Frequently Asked Questions

How do the CRDT performance benchmarks between json-joy, Y.js, and Automerge translate to real-world application performance, and what factors determine which implementation to choose?
What are the specific trade-offs between ElectricSQL's Postgres-based approach and Ditto's mesh networking strategy for different types of collaborative applications?
How does Apple's on-device foundation model architecture with adapters compare to the local-first database approaches described in the other documents?
What patterns emerge from comparing the security rule systems across ElectricSQL's DDLX, Firebase Security Rules, and Supabase RLS for local-first applications?
How do the dynamic partial replication strategies (Electric's Shapes vs. Replicache's blocks vs. Mongo's query-based sync) affect application design and user experience?

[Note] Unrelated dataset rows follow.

PR #51, opened 2013-07-12
re-openable hashjoin integration test

rmetzger:
This is the fix for issue: https://github.com/dimalabs/ozone/issues/32

I used some of the tests of HashTableITCase as a starting point to test the new re-openable hash join. The current implementation probes the input five times.


StephanEwen:
Merged in 42cdca4006f6f521f0e497732f7fda0295b01d7d.

PR #54, opened 2013-07-14
Fix Multiplexing Deadlock

### LINKED ISSUE #20: Fix Multiplexing Deadlock
Change assignment from logical channels to physical connections to prevent starvation effects that cause distributed deadlocks in the network stack.

uce:
This fixes #20 by assigning a unique connectionID (per stage) to every ExecutionEdge.


uce:
The failing ~~ConnectedComponentsNepheleITCase~~ `CoGroupConnectedComponentsITCase` passes only randomly for me locally already _before_ this fix. I just ran it 10 times and only 1 run passed. The failing runs throw the "Vertex in wrong component" `AssertionError`. Can anybody confirm this?

I just noticed it after the travis build failed. Before issuing the pull request, everything passed for me (i.e. it was the 1 out of 10 runs that passes?). Also #55 doesn't change anything used in the test, but fails.

uce:
Stephan just pointed out that I referenced the wrong test... sorry. I meant that `CoGroupConnectedComponentsITCase` works randomly. And this seems to be known problem. So everything's fine.

StephanEwen:
Merged in 4542555ea4cd4e1d7253eb7ce96e140fd0375e83

PR #55, opened 2013-07-14
Fix ArrayIndexOutOfBoundsException when reading test input > 32KB

uce:
This fixes a bug, where tests in `pact-tests` using `Tuple` or `IntTupleDataInFormat` would throw `ArrayIndexOutOfBoundsException` on input > 32 KB.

What are the implications of TinyBase's tabular data structure requirement versus the more flexible JSON approaches used by other local-first solutions?
How do the different approaches to logical clocks and causal consistency across these implementations affect the guarantees developers can rely on?
What business model patterns emerge from comparing Anytype's creator-owned keys approach with Ditto's enterprise edge computing focus?